CD8 depletion enhances OT-IIT accumulation. 10³ (A) or 10⁵ (B) OT-IIT cells were transferred into naive mice, which were primed (H1ova), rested, and challenged (H3ova) as in Figure 3. Three days prior to secondary challenge, mice were inject interperitoneally with either an anti-CD8 monoclonal antibody(2.43) or vehicle control. Injections continued on alternating days thereafter. On day 8 after infection, OT-IIT cells were enumerated from the spleen, BAL and MLN. Data represent averages of 3–4 mice/group and two independent experiments. The * indicates p<0.05 by Student's t-test between control and depleted animals.

Figure 5

Limited clonal expansion by endogenous OT-IIe specific cells in wt mice. (a) The wt B6 mice were infected i.n. with H3ova (primary) or primed i.p. with H1ova, rested for at least 30d, then challenged i.n. with H3ova (secondary). Spleens were harvested on day 10 (primary) or day 8 (secondary) and assayed by ELISPOT as described in the Methods.
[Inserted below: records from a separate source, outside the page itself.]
PR #1350, opened 2021-11-22
Feat(eos_designs): Add support for network_services_keys

### LINKED ISSUE #1021: Allow tenants to be defined similar to connected_endpoints
**Issue Type**

- [ ] Template enhancement
- [X] Role enhancement
- [ ] Documentation enhancement (avd.sh)

Currently all tenants are defined under a single tenants variable which makes splitting up tenants into multiple files impossible due to ansible not allowing duplicate vars. 

This could be solved similar to how connected_endpoints is done, by allowing us to define list of tenants under a tenant variable and then define them as a top level variable.

Don't think there are any other than actually making it.

**Additional context**

melkypie:
## Change Summary

Add support for network_services_keys

Switches from using the static `tenants` key for defining network services to a user-defined key name. We keep `tenants` as the default key name.

This makes the behavior of tenants similar to how connected_endpoints can be defined and also allows splitting each tenant into a separate file rather than keeping them all in one.

## Related Issue(s)

Fixes #1021

## Component(s) name

`arista.avd.eos_designs`

## Proposed changes

```yaml
network_services_keys:
  - name: <key_1>
  - name: <key_2>
# default
network_services_keys:
  - name: "tenants"
```

### User Checklist

- N/A

### Repository Checklist

### DIFF
--- a/ansible_collections/arista/avd/roles/eos_designs/defaults/main/main.yml
+++ b/ansible_collections/arista/avd/roles/eos_designs/defaults/main/main.yml
@@ -131,6 +131,9 @@ platform_settings:
 
 connected_endpoints_keys: "{{ default_connected_endpoints_keys[design.type] }}"
 
+network_services_keys:
+  - name: tenants
+
 #custom_structured_configuration_prefix allows the user to customize the prefix for Custom Structured Configuration variables.
 custom_structured_configuration_prefix: custom_structured_configuration_
 custom_structured_configuration_list_merge: 'replace'
--- a/ansible_collections/arista/avd/roles/eos_designs/defaults/main/main.yml
+++ b/ansible_collections/arista/avd/roles/eos_designs/defaults/main/main.yml
@@ -138,7 +138,6 @@ network_services_keys:
 custom_structured_configuration_prefix: custom_structured_configuration_
 custom_structured_configuration_list_merge: 'replace'
 
-
 node_type_keys: "{{ default_node_type_keys[design.type] }}"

PA and PB1 refer to the D^bPA₂₂₄, and K^bPB1₇₀₃ CD8⁺ T cell responses, respectively. (b) The wt B6 mice were primed i.p. with H1wt or H1sly, rested for at least 30d, then challenged i.n. with H3wt (which contains the SLY1e). Spleens were harvested on day 8 and assayed by ELISPOT as described in the Methods. Data are representative of at least two independent experiments. The * indicates p<0.05 by ANOVA (Kruskal-Wallis, Tukey's post-test).